The legislation that supposedly justifies the prisoners’ detention is the Authorization for Use of Military Force, passed by Congress the week after the 9/11 attacks, which authorized the President “to use all necessary and appropriate force against those nations, organizations, or persons he determines planned, authorized, committed, or aided the terrorist attacks that occurred on September 11, 2001, or harbored such organizations or persons, in order to prevent any future acts of international terrorism against the United States by such nations, organizations or persons.”
President Obama continues to rely on the AUMF, even though it fails to distinguish between al-Qaeda and the Taliban, and even though it perpetuates the Bush administration’s ruinous notion that, instead of criminal suspects and prisoners of war protected by the Geneva Conventions, there is a third category of prisoner — what Bush called “enemy combatants,” and what Obama calls “alien unprivileged enemy belligerents,” as in the case of Omar Khadr — when this, clearly, should not be accepted at all. In Obama’s determination to continue with this dark folly, administration officials recently announced that the President is close to signing an executive order formalizing the indefinite detention of these 48 men, but providing them with some sort of regular review process to ascertain whether they can be released.
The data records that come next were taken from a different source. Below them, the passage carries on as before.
PR #2390, opened 2023-01-11
PP-10445: Add filters to `/v1/agreement/{agreementExternalId}` endpoint

alan-gds:
* New filters are `account_id` and `service_id`
* Either or both of these must be provided, unless the `override_account_or_service_id_restriction` query param is submitted and set to true
* I've reordered some of the existing integration tests


sfount (approved):
Really good coverage on the headers/ query params that all combine to slightly different paths, looks great 👍

PR #2425, opened 2023-01-30
PP-10639: Map event types to `AgreementStates`

alan-gds:
We are going to remove the `status` field from all `AgreementEvent` implementations, so instead, map `SalientEventTypes` to `AgreementStates`.


src/main/java/uk/gov/pay/ledger/agreement/state/AgreementState.java
```diff
@@ -0,0 +1,67 @@
...
+@JsonInclude(JsonInclude.Include.NON_NULL)
+@JsonFormat(shape = JsonFormat.Shape.OBJECT)
+public enum AgreementState {
+
+    CREATED("created"),
+    ACTIVE("active"),
+    CANCELLED("cancelled"),
+    EXPIRED("expired");
+
+    private final String oldStatus;
```
sfount, line 18: If we're not using old status, code or message I think it's OK to leave them out from this -- I think some of the old status pieces for transactions were only used to transition from a previous method of showing statuses to the current system and shouldn't be needed by this

sfount (commented):
Looks really good, I think a few bits could be removed from the state mapper and then this should be good to merge and map when agreements are created in the agreement factory

alan-gds:
I think AGREEMENT_SETUP (noun) is misnamed and should be AGREEMENT_SET_UP (verb phrase), but it needs to be kept in sync with what's in Connector, so for the moment I'll go with AGREEMENT_SETUP.  I'd like to rename it in a subsequent PR though.

src/main/java/uk/gov/pay/ledger/agreement/state/AgreementState.java
alan-gds: 👍

src/main/java/uk/gov/pay/ledger/agreement/entity/AgreementsFactory.java
```diff
@@ -32,4 +35,10 @@ public PaymentInstrumentEntity createPaymentInstrument(EventDigest eventDigest)
         entity.setEventCount(eventDigest.getEventCount());
         return entity;
     }
+
+    private AgreementStatus getStatus(EventDigest eventDigest) {
```
stephencdaly, line 39: I think `AgreementsFactoryTest` can be updated to remove the `status` from the event payload, as it will no longer be used to resolve the status.

src/main/java/uk/gov/pay/ledger/agreement/state/AgreementState.java
```diff
@@ -0,0 +1,42 @@
...
+import com.fasterxml.jackson.annotation.JsonFormat;
+import com.fasterxml.jackson.annotation.JsonInclude;
+import uk.gov.pay.ledger.event.model.SalientEventType;
+import uk.gov.service.payments.commons.model.agreement.AgreementStatus;
+
+import java.util.Map;
+
+@JsonInclude(JsonInclude.Include.NON_NULL)
+@JsonFormat(shape = JsonFormat.Shape.OBJECT)
+public enum AgreementState {
```
stephencdaly, line 12: Do we need both `AgreeementState` and `AgreementStatus` enums as it's a 1:1 mapping? I'd say that resolving the status should go directly in `AgreementStatus` unless there's a reason it wouldn't work.

stephencdaly (changes requested):

src/main/java/uk/gov/pay/ledger/agreement/entity/AgreementsFactory.java
stephencdaly: We can also remove the "status" from `QueueMessageReceiverIT` tests for agreement event tests

src/main/java/uk/gov/pay/ledger/agreement/state/AgreementState.java
alan-gds: I wondered about this.  I'm happy to kill off `AgreementState` as it's currently redundant.  If we ever end up with anything else that needs to go in an `AgreementState`, we can always resurrect it.

src/main/java/uk/gov/pay/ledger/agreement/entity/AgreementsFactory.java
```diff
@@ -32,4 +37,18 @@ public PaymentInstrumentEntity createPaymentInstrument(EventDigest eventDigest)
...
+        var eventType = eventDigest.getMostRecentSalientEventType().get();
+
+        return EVENT_TYPE_AGREEMENT_STATE_MAP.get(eventType);
+    }
+
+    private static final Map<SalientEventType, AgreementStatus> EVENT_TYPE_AGREEMENT_STATE_MAP =
```
stephencdaly, line 47: I think it would be better for this static map to live in the `AgreementStatus` enum so that it mirrors `TransactionState` and `PayoutState` to keep everything a bit more uniform.

stephencdaly (commented):
Looks good, just a very minor comment

src/main/java/uk/gov/pay/ledger/event/model/SalientEventType.java
```diff
@@ -54,7 +54,12 @@ public enum SalientEventType {
 
     PAYOUT_CREATED,
     PAYOUT_PAID,
-    PAYOUT_FAILED;
+    PAYOUT_FAILED,
+
+    AGREEMENT_CREATED,
+    AGREEMENT_SETUP,
```
stephencdaly, line 60: Should this now be `AGREEMENT_SET_UP`?

alan-gds: Yes!!!  I'll push a fix.

src/main/java/uk/gov/pay/ledger/agreement/entity/AgreementsFactory.java
alan-gds: `AgreementStatus` comes from `pay-java-commons`, which doesn't know about `SalientEventType`.  I'm open to suggestions for where else the map could live though.

stephencdaly: Aha, I didn't spot that! In that case I think it is fine for this to live here. I guess the only minor change I might make would be to move this towards the top of the class where we usually define constants.

src/main/java/uk/gov/pay/ledger/agreement/entity/AgreementsFactory.java
```diff
@@ -32,4 +45,10 @@ public PaymentInstrumentEntity createPaymentInstrument(EventDigest eventDigest)
         entity.setEventCount(eventDigest.getEventCount());
         return entity;
     }
+
+    private AgreementStatus getStatus(EventDigest eventDigest) {
+        var eventType = eventDigest.getMostRecentSalientEventType().get();
+
+        return EVENT_TYPE_AGREEMENT_STATE_MAP.get(eventType);
```
stephencdaly, line 52: We should never just call `get` on an Optional without checking whether the value is present, we should either return a default value or throw an exception. In this case, I think an exception would make sense as we would always expect one to be returned

```suggestion
        return eventDigest.getMostRecentSalientEventType().map(eventType -> EVENT_TYPE_AGREEMENT_STATE_MAP.get(eventType)).orElseThrow(() -> new RuntimeException("No salient event found for event digest for agreement with external ID: [xxxx]"));
```

src/main/java/uk/gov/pay/ledger/agreement/entity/AgreementsFactory.java
```diff
@@ -32,4 +45,10 @@ public PaymentInstrumentEntity createPaymentInstrument(EventDigest eventDigest)
         entity.setEventCount(eventDigest.getEventCount());
         return entity;
     }
+
+    private AgreementStatus getStatus(EventDigest eventDigest) {
+        return eventDigest.getMostRecentSalientEventType()
+                .map(EVENT_TYPE_AGREEMENT_STATE_MAP::get)
+                .orElseThrow(() -> new RuntimeException("No salient event found for event digest for agreement with external ID: [xxxx]"));
```
stephencdaly, line 52: Need to template in the agreement external ID - my suggestion was just an example of the exception message

alan-gds: D'oh, sorry

stephencdaly (approved):
LGTM!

This sounds better than no review process at all, but the truth is that these 48 men are also political prisoners, held as a result of the administration’s refusal to accept that, if soldiers are to be detained, it should be as prisoners of war, and that, if men are suspected of terrorist activities, they should be tried rather than arbitrarily detained forever.
Until these problems are solved, and the Guantánamo prisoners are either tried or released, President Obama’s contribution to this bitter legacy of the Bush administration is to be presiding over the unthinkable: a prison where, however the prisoners have been designated, they are almost all held in indefinite detention, and are, indeed, political prisoners.
It is time for those who believe in justice to call for this miserable situation to be brought to an end.